The Manufacturers Association of Nigeria (MAN) has commended the Central Bank of Nigeria (CBN) for retaining its Monetary Policy Rate MPR at 27 per cent but called for its further reduction to reduce the cost of borrowing for manufacturers.
The MAN made this call on Wednesday in a press statement that was issued by the Director General of MAN, Mr. Segun Ajayi-Kadir, which expressed its position on the report of the latest Monetary Policy Committee (MPC) meeting of the CBN, which was held on November 24 and 25, 2025.
Ajayi-Kadir said: “MAN appreciates the decision of MPC to halt the increase in MPR and to maintain the 27.00 per cent fixed at the last meeting.
“The decision to adjust the standing facilities corridor to enhance liquidity is also noted.
“However, the expectation of the association is a further reduction in the rate to reduce the cost of borrowing for manufacturers.”
He stated that despite the reduction of the MPR to 27 per cent, the prevailing ” borrowing costs of 30 to 37 per cent remain high for manufacturers.”
According to him, the rate hindering production and reducing the competitiveness of the Nigerian manufacturing sector.
He said that “persistent high lending rates will further limit access to affordable credit for manufacturers, especially those within the SMI cadre,” adding that “the situation is complicated with prevailing structural challenges like poor infrastructure, high logistics costs, inadequate electricity supply, high energy cost and insecurity that cumulatively raise production costs and weaken competitiveness.”
MAN, therefore, recommended that the “CBN should adopt a downward review of the rate in the subsequent MPC meetings to lessen the burden of high borrowing costs and incentivize long-term investments in manufacturing, particularly in capital-intensive sub-sectors.”

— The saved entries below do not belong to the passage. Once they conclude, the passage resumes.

PR #565, opened 2023-08-15
CORGI-772: Fix a very silly typo that added an extra "/git/" to some source URLs

juspence:
@RedHatProductSecurity/corgi-devs Please review. My last PR had an f-string that joined a prefix like "https://hostname/" with a trailing slash, to a path like "/git/" with a leading slash.

We ended up with a final value like "https://hostname//git/" that has two // slashes, which obviously didn't match anything in the database. This caused the code to fall through to an else case. We changed "https://hostname/" with a trailing slash but no "git/" in the path to "https://hostname/git/", in order to add the "git/" value to the path since it was "missing".

Now 1393 builds in stage have source URLs with a doubled-up "/git/git/". I don't know any legitimate reason why a source URL would have this value, so I'm assuming all of these are a side-effect of the last migration and can be switched back to just one "/git/" value.

### DIFF
--- a/corgi/collectors/brew.py
+++ b/corgi/collectors/brew.py
@@ -145,7 +145,7 @@ class Brew:
         dist_git_url = f"https://{dist_git_hostname}/git/"
 
         for git_url in gitlike_urls:
-            git_url_with_path = f"{git_url}/git/"
+            git_url_with_path = f"{git_url}git/"
 
             # If "/git/" is already present, just fix the scheme
             if source_url.startswith(git_url_with_path):
--- a/corgi/core/migrations/0081_fix_build_sources.py
+++ b/corgi/core/migrations/0081_fix_build_sources.py
@@ -29,7 +29,7 @@ def fix_build_source_urls(apps, schema_editor):
     for git_url in gitlike_urls:
         # Always use https:// instead of git:// or similar
         builds_to_update = SoftwareBuild.objects.filter(source__startswith=git_url)
-        git_url_with_path = f"{git_url}/git/"
+        git_url_with_path = f"{git_url}git/"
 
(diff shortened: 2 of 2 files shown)


corgi/core/migrations/0082_fix_build_sources_typo.py
```diff
@@ -0,0 +1,31 @@
...
+    SoftwareBuild = apps.get_model("core", "SoftwareBuild")
+
+    # Find any build where the source URL has two "/git/git/"
+    # Replace it with just one "/git/"
+    one_git_value = Value("/git/")
+    two_git_path = "/git/git/"
+    two_git_value = Value(two_git_path)
+
+    builds_to_update = SoftwareBuild.objects.filter(source__contains=two_git_path)
+    builds_to_update.update(source=functions.Replace("source", two_git_value, one_git_value))
```
juspence: Actually, instead of making this a migration, maybe I should just manually run this cleanup code in stage. That would avoid running the migration in prod, which might cause more issues.

The typoed migration (number 81) will be fixed by this PR, so prod will deploy and run a good migration, there will not be any bad data there, and there's no need to run this migration to clean anything up. Running this migration anyway might cause side-effects or other surprises.

kgrant-rh: I concur that this kind of change is probably better handled manually than with a migration. It's a really specific circumstance that we ourselves created; it doesn't originate in data that we're getting from a third party. That said, since the area of effect of this migration is so small, I think the likelihood of side effects is low.

kgrant-rh (approved):
Looks good to me. If you don't want to update the affected builds manually, I think it makes sense to let the migration handle everything automatically.

PR #571, opened 2023-08-21
CORGI-778 stop creating variants from brew tags

jasinner:
Stop creating and linking Variants to Streams based on brew_tags. Only populate stream CPEs from variants matching brew tags instead. This allows us to automate CPE mapping for streams while avoiding the possibility builds in those variants will also have components matched to the stream. 

After this change we will only create Variants for streams with errata_info.

There is one stream 'rhel-8.8.0.z' which has both brew_tags and errata_info it will have all of it's variants removed, but that's OK, because on the next run the stream will get it's variants from errara_info information.


jasinner:
@mprpic after this change we'll be writing a manifest for every stream, not just those in support_cpe_map. Will that be a problem for SDEngine?

corgi/core/models.py
```diff
@@ -594,6 +594,7 @@ class ProductStream(ProductModel):
     exclude_components = fields.ArrayField(models.CharField(max_length=200), default=list)
 
     cpes_matching_patterns = fields.ArrayField(models.CharField(max_length=1000), default=list)
```
juspence, line 597: Do we also need to clean up or reset cpes_matching_patterns, for any stream which had a child brew_tag Variant deleted? I think right now this field still includes the CPEs from the child Variants which were Brew tags.

corgi/tasks/manifest.py
```diff
@@ -15,20 +15,20 @@
     autoretry_for=RETRYABLE_ERRORS,
     retry_kwargs=RETRY_KWARGS,
 )
-def update_manifests(fixup=True):
+def update_manifests():
     # Note - temporarily setting fixup=True
```
juspence: Let's remove the comment here as well.

corgi/api/serializers.py
```diff
@@ -549,9 +548,7 @@ def get_build_count(instance: ProductModel) -> int:
 
     @staticmethod
     def get_manifest(instance: ProductStream) -> str:
-        if (not instance.components.manifest_components(quick=True).exists()) or (
-            instance.name not in supported_stream_cpes
-        ):
```
juspence: I might have lost track of details...do we need to make this change at the same time as the others? Even if we stop creating Variants from Brew tags, can we still rely on our mapping of supported_stream_cpes for just a little while longer?

jasinner:
> @mprpic after this change we'll be writing a manifest for every stream, not just those in support_cpe_map. Will that be a problem for SDEngine?

Martin replied out of band and I created CORGI-791 to address that.

corgi/core/files.py
```diff
@@ -72,10 +72,9 @@ def render_content(self) -> str:
         distinct_provides = self.obj.provides_queryset  # type: ignore[attr-defined]
         distinct_upstreams = self.obj.upstreams_queryset  # type: ignore[attr-defined]
         cpes = cpe_lookup(self.obj.name)  # type: ignore[attr-defined]
-        # If the stream was not found in the supported_cpe_map, and it doesn't have any
-        # et_product_versions from errata_info in ps_update_stream, also add cpes from
-        # pattern matching
-        if not cpes and not self.obj.et_product_versions:  # type: ignore[attr-defined]
```
juspence, line 78: I'm not sure I really get this. We want to stop creating Variants using prod_defs brew_tags for a stream. But we still want to create Variants using prod_defs errata_info for a stream. Each errata_info Variant still adds its ET PV's name to the parent stream's list of et_product_versions. This code in the prod-defs collector / update_products task hasn't changed at all.

In the old code, our manifests would report:
1. The CPE from the supported_cpe_map, if present
2. Else nothing, if the stream had no cpe in the mapping but did have et_product_versions (so the stream had errata_info in prod-defs and some of these ET Variants matched)
3. Else the cpes_matching_patterns, which I think includes child Variant CPEs from both of brew_tag and errata_info Variants. But in this case, only the brew_tag variants have CPEs defined (case number 2 was skipped, so the stream has no errata_info or none of the ET Variants matched)

In the new code, our manifests will report:
1. The CPE from the supported_cpe_map, if present
2. Else the cpes_matching_patterns, which could include child Variant CPEs from both of brew_tag and errata_info Variants. In this case, we no longer skip streams with et_product_versions defined / streams which have errata_info in prod-defs and which matched at least one ET Variant.

I can follow the code poorly enough, I just don't really get the implication of the change. Maybe it's better to just change the brew_tag creating / linking code, and keep all the manifest-publishing / CPE lookup logic the same? Whatever you think is best is probably fine.

tests/test_products.py
```diff
@@ -253,27 +251,37 @@ def test_skip_brew_tag_linking_for_buggy_products(requests_mock):
...
+        "cpe:/a:redhat:openshift_gitops:1.7::el8",
+        "gitops-1.7-rhel-8",
+        "gitops-1.7",
+    ),
     # In the actual ET data the brew tag is rhaos-4.10-rhel-8-candidate
     # This matches ps_update_stream openshift-4.10.z, which has a brew tag
     # rhaos-4.10-rhel-8-container-released
-    ("OSE-4.10-RHEL-8", "rhaos-4.10-rhel-8", "openshift-4.10.z"),
+    (
+        "8Base-RHOSE-4.10",
```
juspence, line 264: In the other example, the first value stayed the same, like `8Base-GitOps-1.7`. But here we went from `OSE-4.10-RHEL-8` to `8Base-RHOSE-4.10`. Is that expected, or maybe a typo?

tests/test_products.py
```diff
@@ -77,10 +77,8 @@ def test_products(requests_mock):
     assert len(openshift410z.yum_repositories) == 5
 
     rhacm24z = ProductStream.objects.get(name="rhacm-2.4.z")
-    assert et_variant.name in rhacm24z.productvariants.values_list("name", flat=True)
-    # Stream "cpes" is a dynamically-generated property, different than the "cpe" field
-    # Which should include the stream's CPE + all the child variant CPEs (if any)
-    assert et_variant.cpe in rhacm24z.cpes
+    assert et_variant.name not in rhacm24z.productvariants.values_list("name", flat=True)
+    assert et_variant.cpe in rhacm24z.cpes_from_brew_tag_variants
```
juspence: If there's no longer a child Variant for this Brew tag, let's `assert et_variant.cpe not in rhacm24z.cpes`, so that we know the "cpes" property is only including CPEs from linked Variants, and not including cpes from any of the fields like "cpes_matching_patterns" or "cpes_from_brew_tag_variants".
```suggestion
    assert et_variant.cpe not in rhacm24z.cpes
    assert et_variant.cpe in rhacm24z.cpes_from_brew_tag_variants
```

It's also a little minor, but maybe we should call the new field "cpes_from_brew_tag_matches" or just "cpes_from_brew_tags", since the brew_tag_variants don't really exist anymore.

juspence (approved):
I'm still not really sure I can predict all the implications of this. I'll reread the ticket and PR description in my morning to see if I can grasp it better with a fresh start. For now this LGTM, comments are minor.

corgi/core/models.py
jasinner: No, those values are not generated from Variants.

corgi/tasks/manifest.py
jasinner: ok

corgi/core/files.py
jasinner: I tried to fix a bug where where no CPEs were being reported for stream with et_product_versions. I added a few tests here now and modified the code in this commit ready for also adding cpes_from_brew_tags.

The scenarios are:

1. Stream in supported_cpe_map - use those CPEs
2. Stream is not in supported_cpe_map and has productvariants - use the stream.cpes property
3. Stream is not in supported_cpe_map and has not productvariants - combine the cpe_matching_patterns and cpes_from_brew_tags.

tests/test_products.py
jasinner: The Variant was wrong in the original version. I updated it to the correct Variant name 8Base-RHOSE-4.10.

corgi/api/serializers.py
jasinner: Ok, I'll remove this commit and we can handle this as part of CORGI-791

tests/test_products.py
jasinner: Good idea.

jasinner:
In order for this to completely fix CORGI-778 we need to call `ProductVariant.objects.exclude(productstreams__brew_tags={}).delete()` after all the `slow_remove_product_from_build` tasks are complete. I tried to do that as part of the migration, but it causes those tasks to fail.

MAN also called on the CBN to monitor and evaluate the impacts of previous MPC decisions on credit access to the real sector to aid informed position at subsequent meetings
It also said that the “CBN should consider additional policy instruments or incentives that facilitate credit flow to the real sector of the economy, especially the manufacturing sector.”
MAN also urged government to strengthen fiscal discipline while upscaling investment in infrastructure like roads, power and logistics to boost the supply capacity of the sector
It said: “The federal government should collaborate closely with the CBN to stabilise the Naira and manage external risks by monitoring the potential risk of capital flights because of the MPC’s corridor review that will push banks to lend more.”
The association also advocated that government should implement complementary fiscal measures that support industrial development and promote structural reforms, especially in real sectors of the economy including agriculture, manufacturing and energy sectors to further reduce inflationary pressure.
MAN said that the central bank and other policymakers should continue to pursue policies that foster inclusive growth, incentivize manufacturing and address binding constraints limiting the performance of the sector.
“The CBN should also strengthen handshake with fiscal authority to promote reforms capable of unlocking the full potential of the manufacturing sector,” it said.
MAN reiterated its appreciation of the CBN’s efforts to stabilise the economy and ease inflationary pressures.
Ajayi-Kadir said: “The decision to adjust the MPC’s corridor is a way to encourage banks to lend rather than hoarding liquidity.
“However, it is essential for government to seize the opportunity to promote credit-led growth, especially in productive sectors, while managing risks through fiscal discipline and structural reforms.
“Stronger coordination between fiscal and monetary authorities is key to ensure positive impact of the MPC decision on the manufacturing sector, the economy and sustainable development.”